Fired over travel plans?

Employer argues worker's commitment to business was 'lacking'

Fired over travel plans?

A worker recently filed a dismissal claim before the Fair Work Commission (FWC), alleging that he was unfairly dismissed without warning. The worker, among other reasons, said he was fired because he once intended to resign for his travel plans.

The worker, Tomaso Edwards Moro, filed an application before the FWC, seeking an unfair dismissal remedy following his termination by Insider Au Pty Ltd.

The employer is an e-commerce support and customer service solution provider, and the employee worked in full-time permanent employment as a digital growth associate.

On August 31, 2023, a representative of the employer, initiated a telephone discussion with the worker, suggesting a mutual parting of ways.

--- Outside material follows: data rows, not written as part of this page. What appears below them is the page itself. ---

PR #390, opened 2021-03-25
[WIP] PartitionEliminationFilterIndexRule implementation

apoorvedave1:
In this PR we introduce FilterIndexRule for PartitionEliminationNonCoveringIndex. Rule Algorithm:
1. Identify if an index contains index columns which can improve point lookups or range queries on data source
2. Query the index using spark to identify list of data files which could satisfy the query
3. Redirect original query to this subset of data files instead of complete list of files.

 - **Tracking Issue**: If you expect any [subjective discussions](https://google.github.io/eng-practices/review/developer/small-cls.html) around this pull request, please consider opening a tracking issue and link to the PR. Write N/A, if this pull request is self-contained.
 - **Parent Issue**: Link to the issue that captures the overall plan. Write N/A, if this is a stand-alone pull request with a tracking issue OR self-contained pull request.
 - **Dependencies**: Links to issues you depend on for this pull request to work. Write N/A, if no dependencies.
   - Issue 1
   - Issue 2

No

### DIFF
--- a/src/main/scala/com/microsoft/hyperspace/index/rules/PEFilterIndexRule.scala
+++ b/src/main/scala/com/microsoft/hyperspace/index/rules/PEFilterIndexRule.scala
@@ -19,6 +19,7 @@ package com.microsoft.hyperspace.index.rules
 import org.apache.hadoop.fs.Path
 import org.apache.spark.internal.Logging
 import org.apache.spark.sql.SparkSession
+import org.apache.spark.sql.catalyst.expressions.{And, AttributeReference, BinaryComparison, EqualTo, Expression, UnaryExpression}
 import org.apache.spark.sql.catalyst.plans.logical.{Filter, LogicalPlan}
 import org.apache.spark.sql.catalyst.rules.Rule
 import org.apache.spark.sql.execution.datasources.{HadoopFsRelation, InMemoryFileIndex, LogicalRelation}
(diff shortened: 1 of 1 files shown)


src/main/scala/com/microsoft/hyperspace/index/rules/PEFilterIndexRule.scala
```diff
@@ -0,0 +1,161 @@
...
+
+    returnVal
+  }
+
+  def getFilteredFiles(filter: Filter, index: IndexLogEntry): Seq[Path] = {
+    val condition = getIndexCompatibleCondition(filter.condition, index)
+
+    val filteredDf =
+      spark.read
+        .parquet(index.content.files.map(_.toString): _*)
```
sezruby, line 100: I thought we build an index of (value => file id list) instead of full scan of covering index.
Could you measure the perf of optimize phase with 1TB TPCH dataset?

src/main/scala/com/microsoft/hyperspace/index/rules/PEFilterIndexRule.scala
```diff
@@ -0,0 +1,161 @@
...
+        .where(condition.sql)
+        .select(IndexConstants.DATA_FILE_NAME_ID)
```
sezruby, line 102:
```suggestion
        .select(IndexConstants.DATA_FILE_NAME_ID)
        .distinct
```

apoorvedave1: thanks

src/main/scala/com/microsoft/hyperspace/index/rules/PEFilterIndexRule.scala
apoorvedave1: this would not work if we want to merge Covering and partition elimination index.

sezruby: We cannot deliver this rule without a proper performance validation as it seems expensive. Could you run with TPCH 1TB 100k chunk dataset and share the result? 

1) w/o FEFilterIndexRule - explain time & query execution time
2) w/ PEFilterindexRule - explain time & query execution time

PR #392, opened 2021-03-27
Correctly pass HadoopConfiguration to Content.fromDirectory

### LINKED ISSUE #391: Unable to change hyperspace system path to a non-default file system
### Describe the issue

Changing hyperspace location to non-default file system using ```"spark.hyperspace.system.path"``` fails for non-default file systems. This is reprodicible, for example, on a databricks cluster where dbfs is the default file system and user tries to set index root to wasb or abfs

### To Reproduce

1. Databricks cluster (dbfs file system)
2. spark.conf.set("spark.hyperspace.system.path", "wasb:// or abfs://"
3. hs.createIndex(..

```

java.io.IOException: No FileSystem for scheme: wasb
	at org.apache.hadoop.fs.FileSystem.getFileSystemClass(FileSystem.java:2660)
	at org.apache.hadoop.fs.FileSystem.createFileSystem(FileSystem.java:2667)
	at org.apache.hadoop.fs.FileSystem.access$200(FileSystem.java:94)
	at org.apache.hadoop.fs.FileSystem$Cache.getInternal(FileSystem.java:2703)
	at org.apache.hadoop.fs.FileSystem$Cache.get(FileSystem.java:2685)
	at org.apache.hadoop.fs.FileSystem.get(FileSystem.java:373)
	at org.apache.hadoop.fs.Path.getFileSystem(Path.java:295)
```

### Expected behavior

no error

### RCA
```
val pathStr = "wasb://" + blob + "@" + storageName + ".blob.core.windows.net/hyperspaceIndexes" 
val path = new Path(pathStr)
path.getFileSystem(new Configuration)              >> FAILS WITH THE ABOVE ERROR
path.getFileSystem(spark.sessionState.newHadoopConf())  >> WORKS FINE (also mentioned in this PR #327 
```
This issue happens in https://github.com/microsoft/hyperspace/blob/master/src/main/scala/com/microsoft/hyperspace/index/IndexLogEntry.scala#L197-L199
Need to replace ``` new Configuration``` with ```spark.sessionState.newHadoopConf()``` to make sure spark finds all file systems.

imback82:
Fixes #391.

This PR proposes to fix the issue reported in #391. We missed passing the Hadoop configuration to `Content.fromDirectory` in `CreateActionBase`. This PR removes the default value for the Hadoop configuration in `Content.fromDirectory` since it's error-prone.

### DIFF
--- a/src/main/scala/com/microsoft/hyperspace/actions/CreateActionBase.scala
+++ b/src/main/scala/com/microsoft/hyperspace/actions/CreateActionBase.scala
@@ -59,6 +59,7 @@ private[actions] abstract class CreateActionBase(dataManager: IndexDataManager) 
       indexConfig: IndexConfig,
       path: Path,
       versionId: Int): IndexLogEntry = {
+    val hadoopConf = spark.sessionState.newHadoopConf()
     val absolutePath = PathUtils.makeAbsolute(path, spark.sessionState.newHadoopConf())
     val numBuckets = numBucketsForIndex(spark)
 
@@ -96,7 +97,7 @@ private[actions] abstract class CreateActionBase(dataManager: IndexDataManager) 
               IndexLogEntry.schemaString(indexDataFrame.schema),
               numBuckets,
               coveringIndexProperties)),
-          Content.fromDirectory(absolutePath, fileIdTracker),
+          Content.fromDirectory(absolutePath, fileIdTracker, hadoopConf),
           Source(SparkPlan(sourcePlanProperties)),
           Map())
 
--- a/src/main/scala/com/microsoft/hyperspace/actions/CreateActionBase.scala
+++ b/src/main/scala/com/microsoft/hyperspace/actions/CreateActionBase.scala
@@ -60,7 +60,7 @@ private[actions] abstract class CreateActionBase(dataManager: IndexDataManager) 
       path: Path,
       versionId: Int): IndexLogEntry = {
     val hadoopConf = spark.sessionState.newHadoopConf()
-    val absolutePath = PathUtils.makeAbsolute(path, spark.sessionState.newHadoopConf())
+    val absolutePath = PathUtils.makeAbsolute(path, hadoopConf)
     val numBuckets = numBucketsForIndex(spark)
 
     val signatureProvider = LogicalPlanSignatureProvider.create()
--- a/src/main/scala/com/microsoft/hyperspace/actions/OptimizeAction.scala
+++ b/src/main/scala/com/microsoft/hyperspace/actions/OptimizeAction.scala
@@ -141,18 +141,16 @@ class OptimizeAction(
     // the list of newly created index files.
     val hadoopConf = spark.sessionState.newHadoopConf()
     val absolutePath = PathUtils.makeAbsolute(indexDataPath.toString, hadoopConf)
-    val newContent =
-      Content.fromDirectory(absolutePath, fileIdTracker, hadoopConfiguration = hadoopConf)
+    val newContent = Content.fromDirectory(absolutePath, fileIdTracker, hadoopConf)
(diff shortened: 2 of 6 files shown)


src/main/scala/com/microsoft/hyperspace/actions/CreateActionBase.scala
```diff
@@ -59,6 +59,7 @@ private[actions] abstract class CreateActionBase(dataManager: IndexDataManager)
       indexConfig: IndexConfig,
       path: Path,
       versionId: Int): IndexLogEntry = {
+    val hadoopConf = spark.sessionState.newHadoopConf()
     val absolutePath = PathUtils.makeAbsolute(path, spark.sessionState.newHadoopConf())
```
apoorvedave1, line 63:
```suggestion
    val absolutePath = PathUtils.makeAbsolute(path, hadoopConf)
```

src/main/scala/com/microsoft/hyperspace/actions/OptimizeAction.scala
```diff
@@ -141,18 +141,16 @@ class OptimizeAction(
...
       properties = previousIndexLogEntry.derivedDataset.properties
         .copy(
-          properties =
-              Hyperspace
-                .getContext(spark)
-                .sourceProviderManager
-                .enrichIndexProperties(
-                  previousIndexLogEntry.relations.head,
-                  prevIndexProperties + (IndexConstants.INDEX_LOG_VERSION -> endId.toString))))
+          properties = Hyperspace
```
imback82, line 148: scalafmt changed this block. Since this PR is small enough, I let this change in.

src/main/scala/com/microsoft/hyperspace/index/IndexLogEntry.scala
```diff
@@ -87,8 +88,8 @@ object Content {
   def fromDirectory(
       path: Path,
       fileIdTracker: FileIdTracker,
+      hadoopConfiguration: Configuration,
       pathFilter: PathFilter = PathUtils.DataPathFilter,
-      hadoopConfiguration: Configuration = new Configuration,
```
imback82, line 91: Let's just remove the default value since this is error prone.

src/test/scala/com/microsoft/hyperspace/index/E2EHyperspaceRulesTest.scala
```diff
@@ -286,10 +286,12 @@ class E2EHyperspaceRulesTest extends QueryTest with HyperspaceSuite {
...
-            spark.sql("CREATE TABLE t1 (c1 string, c3 string) USING PARQUET " +
-              s"LOCATION '$nonPartitionedDataPath'")
-            spark.sql("CREATE TABLE t2 (c3 string, c4 int) USING PARQUET " +
-              s"LOCATION '$nonPartitionedDataPath'")
+            spark.sql(
+              "CREATE TABLE t1 (c1 string, c3 string) USING PARQUET " +
+                s"LOCATION '$nonPartitionedDataPath'")
+            spark.sql(
+              "CREATE TABLE t2 (c3 string, c4 int) USING PARQUET " +
+                s"LOCATION '$nonPartitionedDataPath'")
```
imback82, line 294: Again, scalafmt.

apoorvedave1 (approved):
one minor comment, but otherwise LGTM 👍 thanks @imback82

src/main/scala/com/microsoft/hyperspace/actions/CreateActionBase.scala
imback82: thanks!

apoorvedave1 (approved):
LGTM, thanks 👍 @imback82

sezruby:
LGTM Thanks!

imback82:
Thanks @apoorvedave1 / @sezruby for the review!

The representative requested the worker to submit a resignation letter indicating September 1, 2023, as his last day. However, the worker declined to resign.

There are indications that the dismissal took effect on September 1, 2023, marked by the worker losing access to the employer's IT systems and receiving advice about receiving two weeks' pay in lieu of notice.

No prior warnings about conduct

The worker said that he was a high-performing employee with awards to support his claim, argued that he received no prior warnings regarding conduct or performance-related issues leading up to his dismissal.

He said the dismissal lacked a valid reason and violated procedural fairness due to the absence of prior warnings, notice of the discussion's purpose, and the opportunity to have a support person present.

The worker further alleged that the employer's failure to provide proper entitlements regarding notice worsened the situation. The employer paid two weeks' pay in lieu of notice, contrary to the employment contract's identification of an eight-week notice period or equivalent payment.

On the other hand, the employer raised concerns about performance, conduct, and attendance-related issues. Specifically, the employer highlighted the worker's absence from work on August 30, 2023, without prior notice and a dismissive response to addressing the issue.

According to records, the employer outlined challenges such as frequent unexplained absences, poor collaboration, challenging behaviour, and dishonesty. Termination discussions ensued, during which it became evident to the employer that the worker's commitment to the role had diminished. The employer claimed to have offered the option to resign, considering the worker's earlier desire to do so because of his intention to travel.

Worker’s intention to travel

The FWC found that the worker advised the employer “that he was intending to resign to travel and/or intending to leave the employment as he was planning to travel at some point.” However, the worker emphasised that he did not issue any formal notice of resignation.

Later, the management had a meeting where they decided to terminate the worker’s employment after he worked from home. The representative said that “after consulting with our HR team, we reached a mutual understanding that the [worker’s] commitment to their role was lacking, leading to the decision to proceed with termination.”

HRD previously reported about a dismissal claim from a worker who said she was fired after the period when she pursued a passion project overseas.

In another case, a manager said he was forced to resign because his employer failed to accommodate his request to work remotely.

Was there unfair dismissal?

The FWC said that the worker “was not given an opportunity to respond to any reason related to his capacity or conduct.” It also said that performance and attendance issues were not properly raised to him, especially when it came to his desire to resign.

“The matter of the termination of the employment as the (only) outcome had been pre-determined as between the [employer’s] HR team and [the representative], apparently on the basis of their ‘mutual understanding’ that the [worker’s] commitment to his role was (allegedly) lacking,” the FWC added.

"Absent a valid reason for the dismissal and given that the dismissal was bereft of procedural fairness," the FWC said that “the dismissal was harsh, unjust and unreasonable." It then ordered the employer to pay him compensation.